Auto-Labeling Strategies by Task Type

from anthropic import Anthropic
import numpy as np
import pandas as pd
from dataclasses import dataclass
from typing import Optional

@dataclass
class AutoLabelResult:
    text: str
    predicted_label: str
    confidence: float
    auto_accepted: bool
    method: str  # 'weak_model', 'llm', 'rules', 'ensemble'

class AutoLabelingPipeline:
    def __init__(self, task_type: str, confidence_threshold: float = 0.85):
        self.task_type = task_type
        self.threshold = confidence_threshold
        self.llm = Anthropic()
        self.stats = {'auto_accepted': 0, 'sent_to_review': 0}

    def label_batch(self, texts: list[str],
                    label_schema: list[str],
                    method: str = 'ensemble') -> list[AutoLabelResult]:
        """Auto-label batch of texts"""
        if method == 'llm':
            return self._llm_labeling(texts, label_schema)
        elif method == 'weak_model':
            return self._weak_model_labeling(texts, label_schema)
        elif method == 'ensemble':
            return self._ensemble_labeling(texts, label_schema)
        else:
            raise ValueError(f"Unknown method: {method}")

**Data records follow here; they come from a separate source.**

PR #191, opened 2016-07-11

traud:


paulej:
Looks good.

pabuhler:
yip, lets merge

PR #192, opened 2016-07-14
Replace octet_string_is_eq with a constant-time implementation

mmdriley:
This function is used to check authentication tags in srtp_unprotect.
The current early-exit implementation might offer a timing sidechannel,
enabling attackers to brute-force a correct HMAC to a forged message.

Such attacks shouldn't be possible if replay protection is enabled, but
this is nonetheless good defense in depth.

The implementation is similar to CRYPTO_memcmp from OpenSSL/BoringSSL.

### DIFF
--- a/crypto/math/datatypes.c
+++ b/crypto/math/datatypes.c
@@ -440,14 +440,21 @@ bitvector_left_shift(bitvector_t *x, int shift) {
 
 }
 
-
 int
 octet_string_is_eq(uint8_t *a, uint8_t *b, int len) {
   uint8_t *end = b + len;
+  uint8_t accumulator = 0;
+
+  /*
+   * We use this somewhat obscure implementation to try to ensure the running
+   * time only depends on len, even accounting for compiler optimizations.
+   * The accumulator ends up zero iff the strings are equal.
+   */
   while (b < end)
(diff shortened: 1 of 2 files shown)


crypto/math/datatypes.c
```diff
@@ -440,14 +440,21 @@ bitvector_left_shift(bitvector_t *x, int shift) {
...
+   * The accumulator ends up zero iff the strings are equal.
+   */
   while (b < end)
-    if (*a++ != *b++)
-      return 1;
-  return 0;
+    accumulator |= (*a++ ^ *b++);
+
+  /* Collapse zero/nonzero to zero/one. */
+  return !!accumulator;
```
paulej: I think you wanted only one "!" here.

mmdriley: I didn't, actually -- "!!" maps 0 to 0 and everything nonzero to 1. But I agree this was a bit opaque, so I've replaced it with a more straightforward comparison.

mmdriley:
Thanks! Do you need anything from me before merging?

paulej:
No. We just need to have others discuss and then test.  Unfortunately, we have a growing backlog. Not sure of an ETA.

PR #196, opened 2016-08-04
Update sha1_driver.c

bryongloden:
```
[crypto/test/sha1_driver.c:87]: (error) Memory leak: test_case
[crypto/test/sha1_driver.c:91]: (error) Memory leak: test_case
```

Found by https://github.com/bryongloden/cppcheck

### DIFF
--- a/crypto/test/sha1_driver.c
+++ b/crypto/test/sha1_driver.c
@@ -79,12 +79,16 @@ hash_test_case_add(hash_test_case_t **list_ptr,
   unsigned tmp_len;
 
   test_case = malloc(sizeof(hash_test_case_t));
-  if (test_case == NULL)
-    return srtp_err_status_alloc_fail;
-  
-  tmp_len = hex_string_to_octet_string((char *)test_case->data, hex_data, data_len*2);
-  if (tmp_len != data_len*2)
+  if (tmp_len != data_len*2) {
+    free(test_case);
     return srtp_err_status_parse_err;
+  }
+
+  tmp_len = hex_string_to_octet_string((char *)test_case->hash, hex_hash, hash_len*2);
+  if (tmp_len != hash_len*2) {
+    free(test_case);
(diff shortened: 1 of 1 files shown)


paulej:
Much of the test code doesn't free memory an error is hit, as errors result in immediate program termination.  No objection to addressing this, but if we fix one, we make this change, we should make a comprehensive set of changes for consistency.

I'll note, though, that nothing is gained by making these changes, other than to pacify a static analysis tool.

bryongloden:
Thanks for the clever explanation and _wow_, because you have the potential of absolutely making no sense -- I believe you want to deliberately keep buggy codes instead of actually working with the open source community to patch this. That's an interesting, incredible, excellent, amazing, and awesome attitude man ♥️

paulej:
I'm not sure why my reply upset you.  I said I'm not opposed to fixing it, but if we fix it in one place, we should fix it everywhere.  Good coding practice would call for consistency, right?

Maybe it was my last comment, where I point out that fixing this really doesn't buy us a lot. That's just a statement of fact, as that code is not compiled into the SRTP library.  I'm not trying to be negative.

bryongloden:
Don’t be offended man. We just have the facts, references, and expertise that explain why building error-free computer programs outweigh the benefits of consistent coding practice.

We’ll allow some degree of opinion based your expert experience. Would like us to close this commit?

paulej:
No, don't close it.  We should have the team of maintainers look at this and decide what action to take.

bryongloden:
LOL!!! Hey there @paulej 😀 We're getting a good laugh here. **_Please_** help us understand why you'd merge our patch, then revert it 5 minutes later? And just to be perfectly clear, we're bug bounty hunters, but we're not in it for cash; we ❤️ ❤️ ❤️ the kudos 👍

paulej:
I merged it, but the test suites failed.  The change was reverted.

PR #198, opened 2016-08-11
Update sha1_driver.c

bryongloden:
Our first patch was technically incorrect because it only patched one, or half, of the errors found by cppcheck. And instead of patching the other, second error, we inadvertently inserted a line of code that called `free()` on a NULL pointer. However, we believe it shouldn't have caused the test suites to fail because if `test_case` is NULL, then by definition no action occurs. We just didn't completely mitigate the risk.

Without seeing the test output it was difficult for us to debug this. Furthermore, we don't believe we have access to run the test suite locally. @paulej do you have any more insight that could lead us to find the cause of the crash. We'd like to rule out the possibility that it was our first patch that caused the test suites to fail.

For what its worth, we patched the correct two errors in this PR. And sorry we didn't get it right the first time 😁

### DIFF
--- a/crypto/test/sha1_driver.c
+++ b/crypto/test/sha1_driver.c
@@ -79,12 +79,16 @@ hash_test_case_add(hash_test_case_t **list_ptr,
   unsigned tmp_len;
 
   test_case = malloc(sizeof(hash_test_case_t));
-  if (test_case == NULL)
-    return srtp_err_status_alloc_fail;
-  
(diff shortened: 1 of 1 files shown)


paulej:
What I did when I merged the code from your previous commit was:
$ ./configure --enable-openssl
$ make
$ makeruntest

It fails in the sha1_driver when running the test.  I did not do any work to figure out why. :)

paulej:
Seems to build and tests pass.  I'll wait for the team to review it again.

    def _llm_labeling(self, texts: list[str],
                      label_schema: list[str]) -> list[AutoLabelResult]:
        """LLM-labeling with confidence estimation"""
        results = []
        batch_size = 10

        for i in range(0, len(texts), batch_size):
            batch = texts[i:i + batch_size]
            texts_formatted = "\n".join([f"{j+1}. {t[:300]}" for j, t in enumerate(batch)])
            labels_str = ", ".join(label_schema)

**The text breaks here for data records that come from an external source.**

PR #199, opened 2016-08-15
Some improvements into rtp_decode

sobomax:
o New option -s for the rtp_decode to set key size and tag size based on RFC 4568 crypto suite specification

o correct example with regards to setting proper tag size

o strip out auth padding when generating pcap output it could potentially screw rtp audio decoder, which is true with both wireshark and rtpproxy's extractaudio


paulej:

            response = self.llm.messages.create(
                model="claude-3-5-sonnet-20241022",
                max_tokens=400,
                messages=[{
                    "role": "user",
                    "content": f"""Classify each text. Labels: {labels_str}

Texts:
{texts_formatted}

Return JSON array with label and confidence (0.0-1.0)."""
                }]
            )

            try:
                import json
                preds = json.loads(response.content[0].text)
                for text, pred in zip(batch, preds):
                    confidence = pred.get('confidence', 0.5)
                    results.append(AutoLabelResult(
                        text=text,
                        predicted_label=pred['label'],
                        confidence=confidence,
                        auto_accepted=confidence >= self.threshold,
                        method='llm'
                    ))
            except Exception:
                for text in batch:
                    results.append(AutoLabelResult(
                        text=text,
                        predicted_label='unknown',
                        confidence=0.0,
                        auto_accepted=False,
                        method='llm_failed'
                    ))

        return results

Resource Savings at Different Thresholds

Confidence Threshold Auto-Accept Rate Auto-Accepted Accuracy Manual Work
0.95 35% 98.5% 65% of tasks
0.90 52% 97.2% 48% of tasks
0.85 68% 95.8% 32% of tasks
0.80 78% 93.1% 22% of tasks
0.70 89% 88.4% 11% of tasks

Optimal threshold for most classification tasks—0.85-0.90: reduce manual work by 65-70% with auto-accepted accuracy 95-97%. Final dataset requires random spot-check of 3-5% of auto-labeled examples for quality validation.